Bringing the European Parliament closer to citizens through AI

To mark the International Day of Democracy, we are sharing how AI will be supporting the European Parliament in overcoming language barriers and making the political process accessible to all.

Europe’s strength lies in its plethora of cultures, traditions and languages, and safeguarding multilingualism is vital for delivering on the EU’s motto of ‘United in Diversity’. That is why within the European Parliament, the only EU institution whose members are directly elected by citizens, multilingualism is a non-negotiable prerequisite for supporting the democratic process. The Parliament has a wide pool of human translators and interpreters dedicated to this cause, ensuring timely, widespread coverage of all parliamentary discussions in all 24 official European languages. Now the Parliament is turning to technology to augment its translators’ capabilities and ensure that every European everywhere can participate in the political process in real-time.

Microsoft has been selected as one of three organizations to partner with the European Parliament in developing an AI-based tool that will automatically transcribe and translate parliamentary debates in real-time, with the possibility to learn from human corrections and edits. The initiative aims to bring the democratic process closer to citizens, by ensuring that the Parliament’s debates are accessible to all, including people with hearing loss or deafness, who will soon be able to follow political debates live thanks to machine-generated transcriptions. The tool will also speed up the process for finalizing and publishing official transcripts and translations of the Parliament’s debates in all 24 languages.

While Microsoft has been providing transcription and Azure AI translation services within its products for some time, the unique needs of the European Parliament demand a tailored approach. That’s where a team of all-European experts has stepped in, demonstrating Europe’s know-how in areas such as Azure AI-based speech recognition, processing and machine translation. French-born Dr. Olivier Nano and Chris Wendt from Germany are just two of the many engineering brains behind Microsoft’s contribution to this initiative and whose knowledge is being deployed to tackle the specific challenges at play within the Parliament’s plenary rooms.

Chief amongst these is the need for effective audio capture. In a political context, where discussions can be heated and sensitive, as well as deeply technical, precision, accuracy and quality are all watchwords when it comes to transcription and translation. As Olivier Nano puts it: “Any error in speech recognition will be compounded when translated”.

To reduce the risk of errors, Microsoft’s Azure AI-powered technology has the ability to adjust for different regional or national accents, varying acoustics depending on the room where discussions are taking place, varying pitch of voices, or ambient noise. The tool has also been trained to recognize complex technical vocabulary – a frequent occurrence during political discussions – or hard-to-pronounce proper names and acronyms. And it can also recognize if a speaker has a speech impediment, and account for this in the transcription.

Although Members of the European Parliament have every right to address the room in their native tongue, many choose to do so in another, more widely-spoken language, which can further distance citizens from the political process. Microsoft’s team members are themselves multilingual, meaning they understand first-hand what the challenges of communicating in a second or even third language can be. Chris Wendt explains why this matters: “Our team is motivated by the intent to break down language barriers: so we can all speak our mother tongue and still communicate together. In the end, this is an effort in inclusivity and accessibility.”
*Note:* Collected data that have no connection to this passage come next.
PR #980, opened 2023-09-28
Integrate TSAM mode in oemof.solph

### LINKED ISSUE #973: Adding time series aggregation with the tsam repository
I am adding a pipeline to the tsam repository for time series aggregation. Tsam includes several aggregation algorithms. The quality of different algorithms are explained in the paper linked. 

Tsam will be integrated into a function into _helpers, called aggregate_time_series(). (**The rigth place to integrate tsam is a point to discuss**) 

The idea is:
1. Aggregate the input time series (aggregate_time_series())
2. Generating a energy system with the aggregated timeseries index 
3. Add the aggregated time series to the components. 

In the first draft all time steps of a series have to have the same resolution. This is based on the workflow of tsam. So it's not possible to have non euidistant time steps like in: [non_equidistant_time_step_example.py](https://github.com/oemof/oemof-solph/blob/dev/examples/time_index_example/non_equidistant_time_step_example.py)

Two main advantages of the aggregation:
1. Optimization with aggregated time series need less time and have low loss in accuracy
2. Optimization of storages, espically long-term/seasonal, with less timesteps because of aggregation are still accurate. For this the gaps in between two periods are setted and the losses are considered by the timeincrement.

tsam:
- https://github.com/FZJ-IEK3-VSA/tsam
- https://www.sciencedirect.com/science/article/abs/pii/S0960148117309783?via%3Dihub
- https://www.sciencedirect.com/science/article/abs/pii/S0960148117309783?via%3Dihub

henhuy:
Closes #973 

This PR wants to integrate timeseries aggregation into `oemof.solph`. Thereby, newly integrated multi-period mode for `oemof.solph` can be used as well. 
The idea is, to run TSAM with all needed timeseries before setting up the energysystem and use outcome of aggregation to set up the energysystem. The energysystem components are  build with regarding aggregated timeseries. Additionally, a `tsa_parameters` parameter is given to the energysystem, which is used to set up component equations and constraints to ensure TSAM-related component behaviour.
Following equations/constraints have to be adapted/are replaced in order to work correctly in TSAM mode:
* `Model` component needs six additional indexes in order to set up storage equations (see below)
* storage content equations for `GenericStorageBlock` and `GenericInvestmentStorageBlock` have to be adapted:
  * default storage content is replaced by two storage indexes, inter and intra storage index
  * minimum and maximum rule of default storage content are replaced by applying max and min rule to inter storage
  * default storage balance rule is replaced by two balance rules for intra and inter storage contents
  * default balanced storage rule is replaced by balanced storage rule for inter storage contents
* Variable cost have to be weighted related to occurrences of typical cluster periods
* Full time hours have to be weighted
* Others?

How does the API look?
In [storage investment example v5](https://github.com/oemof/oemof-solph/blob/feature/integrate_tsam/examples/storage_investment/v5_invest_optimize_all_technologies_using_mp_and_tsam.py#L118-L180) I set up an ES with aggregated timeseries and related TSA parameters for the energysystem.

The newly introduced parameter `tsa_parameters` should be set up as follows:
* a separate timeseries aggregation has to be performed for each period
* for each period (in a multi-period approach), a dictionary with outputs from TSAM aggregation has to be given to ES
* see example `tsa_parameters` and needed key-value pairs below:
```
tsa_parameters=[
    # First period
    {
        "timesteps_per_period": aggregation1.hoursPerPeriod,
        "order": aggregation1.clusterOrder,
        "occurrences": aggregation1.clusterPeriodNoOccur,
        "timeindex": aggregation1.timeIndex
    },
    # Second period
    {
        "timesteps_per_period": aggregation2.hoursPerPeriod,
        "order": aggregation2.clusterOrder,
        "occurrences": aggregation2.clusterPeriodNoOccur,
        "timeindex": aggregation2.timeIndex
    }
]
```

TODOS:
- [x] Implement storage indexes (inter and intra) and equations/constraints for `GenericStorageBlock`
- [x] Implement storage indexes (inter and intra) and equations/constraints for `GenericInvestmentStorageBlock`
- [ ] Implement initial SOC equation
- [x] Implement weighted cost
- [x] Implement weighted full time hours
- [ ] Add documentation for TSAM mode
- [ ] Add docstrings including Latex equations
- [x] Check results with examples and tests


henhuy:
You can already check storage equations if you want to help!
Check out my storage example (it's called storage investment - but in order to make testing simpler, I added a non-invest storage) - in order to check storage contents (intra&inter) it's useful to set a breakpoint at SOC calculation in postprocessing:
https://github.com/oemof/oemof-solph/blob/7684cde5b548a5cbefebe395b3d6e158c86bc17f/src/oemof/solph/processing.py#L487

Other things which are very welcome, are:
- docstrings
- storage equations written in LaTex
- README section regarding TSAM mode and idea behind it

Maxhi77:
I finished the implementation of weighted cost before I was on vacation. I will add that soon to the PR.

henhuy:
> I finished the implementation of weighted cost before I was on vacation. I will add that soon to the PR.
> 

Nice! Could you create an extra branch for this and do a PR to my branch or show me your branch so that I can review?
I think it's easier to look at one change at a time..

Maxhi77:
I would like to add an further todo. TSAM targets on the use of longterm storage. Right now, if tsam parameters are added to the energysystem each storage will have an inter and intra SOC. For short-term storages which are used on an daily base, f.e.  batteries, that is not necessary and it would slow down the optimization. Therfore I think a state_variable should be added to the generic_storage. On basis of this variable it should be decided to add an inter and intra SOC or not. 

Then it would be possible to optimize a long term storage and a short term storage with best possible performance.

Maxhi77:
Linked to issue: https://github.com/oemof/oemof-solph/issues/987 it would be handy to rename `objective_weighting` and add a tsam weighting. Right now, `objective_weighting` gets calculated during pre-processing and includes the period occurence of typical periods (https://github.com/oemof/oemof-solph/pull/1000/commits/f571759b7416ddc070e41f291f326e37cd7e59f7). 

The idea would be:

- `tsam_weighting` gets generated based on `tsa_paramets` in `energy_system.py`. It inlcudes the occurence of typical periods.
- `time_increment` gets generated based on the input time_series. It includes the length of a timestep, compared to others.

While the tool is yet to be deployed during a first plenary session, it can already deliver French, German and English translations, and will ultimately expand to 10 languages by September next year. The European Parliament will then decide which of the three solutions can best deliver high quality, live speech-to-text translations for all 24 languages.
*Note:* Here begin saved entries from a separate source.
PR #981, opened 2023-10-02
Fix outdated multi-period usage docs

jokochems:
* Correct the type of `periods` attribute of an energy system to list.
* Add hint to usage of `timeincrement` in combination with `timeindex`.
* Provide minor doc fixes alongside.

### DIFF
--- a/src/oemof/solph/_energy_system.py
+++ b/src/oemof/solph/_energy_system.py
@@ -178,11 +178,9 @@ class EnergySystem(es.EnergySystem):
     def _extract_periods_years(self):
         """Map years in optimization to respective period based on time indices
 
-        Returns
-        -------
-        periods_years: dict
-            year of the start of each period,
-            relative to the start of the optimization run and starting with 0
+        Attribute `periods_years` of type list is set. It contains
+        the year of the start of each period, relative to the
+        start of the optimization run and starting with 0.
         """
         periods_years = [0]
         if self.periods is not None:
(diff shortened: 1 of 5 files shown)


jokochems:
@henhuy This should address the outdated docs. Thanks for pointing this out. Would you please review?

I really thought, I changed that in the first place after @p-snft pointed me to the possibility for code simplification. Seems like I either forgot or falsely commited to a wrong local branch that was never pushed back. Nevermind, now it should be correct.

src/oemof/solph/_energy_system.py
```diff
@@ -176,12 +176,12 @@ def __init__(
...
     def _extract_periods_years(self):
-        """Map simulation years to the respective period based on time indices
+        """Map years in optimization to respective period based on time indices
 
         Returns
         -------
         periods_years: dict
-            the simulation year of the start of each a period,
+            year of the start of each period,
             relative to the start of the optimization run and starting with 0
```
henhuy, line 185: Two things:
- function does not return anything, but sets member variable instead - so `Returns` section is not needed, right?
- if you want to use `Returns` section anyway or want to mention `period_years`, `periods_years` should be of type `list`

henhuy (changes requested):
Minor issue found.
Thanks for adapting docs!

src/oemof/solph/_energy_system.py
jokochems: Thank you for pointing this out. I resolved it. Please have a look.

henhuy (approved):
Thanks for fixing the docs!

jokochems:
@p-snft since this only affects docs, all tests are succeeding and @henhuy has already reviewed, I'll merge this.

One thing is clear, the lessons learned from this project will benefit Europeans in many different ways. “Technology like this can benefit all public institutions, whether at the EU or national level, in helping bring citizens closer to the democratic process,” says Olivier Nano. It will also enable linguistic diversity for organizations of all sizes, as Chris Wendt points out: “When scaled, this technology can help individuals and even the smallest of businesses to work in an international environment and overcome linguistic barriers.” We look forward to working towards these ambitions for the benefit of all European citizens.

How does the tool work?

Machine translation systems are applications or online services that use machine-learning technologies to translate large amounts of “source” text from one language into a different “target” language. The solution Microsoft has developed for the European Parliament uses AI technology known as ‘neural networks’ to translate whole sentences or logical sentence groups based on the context the source words are used in. Since any given word can have multiple different meanings, and hence different translations, when viewed in a dictionary, the system instead uses probability to select the most likely definition and translation based on the surrounding context. To make this more accurate, the tool has been pre-trained with large amounts of publicly available data from past European Parliament sessions, to build a system which is probabilistically shifted towards the language and terminology used by parliamentarians.